I was trying to explain my writing to my grandma. She asked me what I was writing about and I told her that I choose my topics according to what’s in demand. And I told her how much self-help is in demand. I explained her the term self-help, trying to make it sound as generic as possible, so that if she is interested she can still ask me or let it go if it’s not her thing to discuss.

She was shocked and fascinated by the mere notion of self-help. That people need it. That people read it. That people can make a living writing about it.

The notion self-help sounded strange as I tried to explain to her that it is about self-improvement and learning about yourself and growth, and productivity.

She didn’t understand the hype around it. She said that in her time — she is 90 now — it was life teaching the lessons. They didn’t need to artificially improve themselves, the only thing they had to do is to be a decent, hardworking, caring person; and the rest came with it.

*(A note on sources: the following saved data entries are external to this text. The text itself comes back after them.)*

PR #30686, opened 2026-08-18
Fix the filesystem mount failing to start, and a few other problems found by running it

flvndvd:
## Description

This PR fixes seven problems in the sandbox filesystem daemon. The first one stops it working at all, and it was found by mounting the daemon and using it. The rest came out of thorough review and playing around. Each one is explained below with what a user would have seen, because several of them are hard to grasp from the code.

### The mount could not start

The daemon crashed on startup every time, on every machine, so the sandbox filesystem never appeared. The supervisor restarted it in a loop and the sandbox simply had no files.

The cause is a rule in the blocking HTTP client we use to call Front: it cannot be built while the program is inside its async runtime, and it stops the process if it is. Every command in this tool runs inside that runtime, so the filesystem command always hit the rule.

The filesystem command now runs on a thread of its own, outside that runtime, and starts the runtime it needs for Front calls itself. That thread is also the one the mount occupies for as long as it lives, which it could not do on a shared runtime thread anyway.

### Files appeared to change while they were being read

Archiving, copying or syncing a file shortly after writing it failed. Both `tar` and `rsync` stop with "file changed as we read it", so an agent that wrote files and then packed them would see an error, and `tar` would exit non-zero.

While a file is being written, its reported time comes from the local copy, because nothing has been saved yet. Linux remembers file details for a second and answers from that memory. Saving the file to Front then gives it a slightly different time, and nothing told Linux to refresh, so a program reading across that moment saw the time change underneath it.

Once a save completes, the daemon now asks Linux to drop what it remembers for that file, so the next question returns the saved time. This is the standard mechanism for exactly this situation.

### Writing to a file while it was being saved returned an error

A program that kept writing while an earlier save was still uploading got told to try again later. Almost no program retries that on an ordinary file write, so it surfaces as a hard write failure. Reading the file's size had the same problem.

Saving holds the file for the length of the upload, which is what keeps the uploaded bytes consistent with the size we promised Front. The daemon refused to wait for that instead of waiting for it. A write now waits and then proceeds, which is what the same program would see on a local disk. Asking for the size no longer waits at all, because that answer comes from what is already staged.

### The two short paths (`/conversation` and `/pod`) were not real links

Linux identifies every file and directory by a number, and it keeps a single name for a directory with a given number. The short conversation and pod paths were being served as a second name pointing at the same number as the real directory, rather than as links, which is not a way to give a directory two working names: Linux moves the directory to the name most recently looked up instead of showing it under both.

Both short paths are now real symbolic links with numbers of their own. Removing or renaming them is refused, since they belong to the mount layout rather than to the sandbox.

### Setting a file's timestamp was refused, which broke unpacking archives

Any attempt to set a file's time failed. It was implemented this way as Front does not store any of those for now. That sounds harmless, but `tar` sets a time on every file it extracts, and so do copying with preserved attributes, `rsync`, and `touch`. Extracting any archive into the sandbox (only in the `/files` mounted directory) therefore failed on the first file, which is a common thing for an agent to do.

Dust records when a file's contents last changed and has nowhere to store a time chosen by the caller. Those requests are now accepted and dropped, so the tools work, and the reply carries the time Dust does hold. This is a deliberate product choice and is written down as a known limit.

### Setting a file's owner was refused even when nothing would change

Extracting an archive as root failed for a second reason: `tar` restores ownership, and every request was refused, including asking for the owner the file already had. Asking for the current owner changes nothing, so it is now accepted, while asking for a different owner is still refused.

### A save whose confirmation was lost reported a false failure

If the reply to a save was lost on the way back, the client sent the same save again, and Front correctly answered that the version it was given was out of date. The daemon reported that as a failure even though the bytes were safely stored, so a program saw its save or close fail and the local copy was thrown away.

Every upload gets its own identifier, so the daemon now reads the file back: if it already holds the version just uploaded, the save was its own and succeeded. Any other version means another sandbox wrote first, which stays an error the caller must see.

### 🚗 Smaller changes

A helper for building errors was duplicated in five places and is now defined once. The worker pool module moved out of the Linux-only part of the tree, since it uses no Linux facilities and was being included through a workaround so its tests would run elsewhere. Uploads now state their length directly instead of relying on a header that Front happens to sign, so the request no longer depends on that coincidence to avoid being sent in chunks. 

### 💡 How this was tested

Most of these are impossible to catch with unit tests alone, so this adds a harness that mounts the daemon against a stand-in Front on any Linux machine where FUSE is available. It needs no sandbox, no database and no cloud storage, and it can run the existing acceptance script end to end. That harness is what found the startup crash and the changing timestamps, so it is included here rather than kept locally.

The acceptance script gains cases for the short paths being real links, an archive round trip with preserved attributes, a second writer being refused, writing while a save is in flight, and a file's time staying put after it is saved. The unit tests cover the link resolution, the recovered save, and the rejected one.

Everything was checked on a real mount: the acceptance script passes, the mount checks pass, and all four ways of writing a file now report a stable time with tar succeeding. Formatting and lint are clean, and the tests pass on both Linux and macOS.

### What this deliberately does not fix (follow up PRs coming)

Changing a file's read or write permission bits is still refused, so extracting an archive created on another filesystem can still fail on its modes even though its times now work. That is the same family as the timestamp decision above.

Removing and renaming still address files by name rather than by identifier, so a file another sandbox moved onto that name in the same instant could be affected instead. Fixing it needs support in Front. 

## Tests

We can now run it locally with:
```
x/flav/dust-filesystem-harness/run.sh mount_checks.sh
```


cli/dust-sandbox/src/commands/filesystem/mod.rs
```diff
@@ -25,11 +26,27 @@ pub enum FilesystemCommand {
 }
 
 pub fn run(command: FilesystemCommand) -> anyhow::Result<()> {
-    match command {
+    // `dsbx` runs its commands inside a Tokio runtime, and the filesystem
+    // cannot start there: the blocking HTTP client refuses to be built while a
```
flvndvd, line 30: It's an actual reqwest implementation.

aubin-tchoi (approved):
LGTM

PR #30687, opened 2026-08-18
feat: move automations page to /automations and tidy its table

adrsimon:
## Description

The automations page is a top-level admin destination, not an analytics sub-page, so its URL loses the `/analytics` prefix and its title goes plural. In the triggers table: smaller agent avatar, the full Type value on hover, and a narrower centered Enabled column.

Old `/analytics/automations` URLs now 404. Skipped a redirect since the page is behind `enable_analytics_automations`.

Capture d’écran 2026-08-18 à 13 37 07

## Tests

Existing analytics component tests pass (50).

## Risk

Low, UI only.

## Deploy Plan

Deploy front.

### DIFF
--- a/front-spa/src/app/routes/adminRoutes.tsx
+++ b/front-spa/src/app/routes/adminRoutes.tsx
@@ -133,7 +133,7 @@ export const adminRoutes: RouteObject[] = [
     element: <RequireRoleLayout requiredRole="admin" />,
     children: [
       {
-        path: "analytics/automations",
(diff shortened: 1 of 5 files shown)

She said that the lessons of life were taught day after day. You could read about it as much as you want to, but you needed to experience it so that it should really make a difference.

Eventually, when she got over her shock, she said she couldn’t believe that life has changed this much that we need a detailed explanation on how to be decent, hardworking and caring.

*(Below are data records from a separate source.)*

PR #30689, opened 2026-08-18
[admin governance] Create group resource type

ykmsd:
## Description
This PR is the first mini PR for us to manage groups in group permission table. 

### How does it work? 
For example, when you create a skill, you create two resources: Skill and Group (editors).
Let's say skill id is 123, and editor group id is 456. What we want to store in group permissions table is:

I have been thinking of what was wrong with self-help, and how it could be such a saturated market with self-help gurus, motivational speakers, self-professed growth experts all around.

And when my grandma told me her thoughts about it, it just clicked.

Life didn’t change that much. We did. With all our opportunities we got lazier.

With all the self-help books and articles available we are trying to accelerate a natural process of growth.

If you never had to grieve a loved one and never faced real loss, and you read a lot of books of grief, healing and processing difficult emotions, you are learning about the theory of it. You can be…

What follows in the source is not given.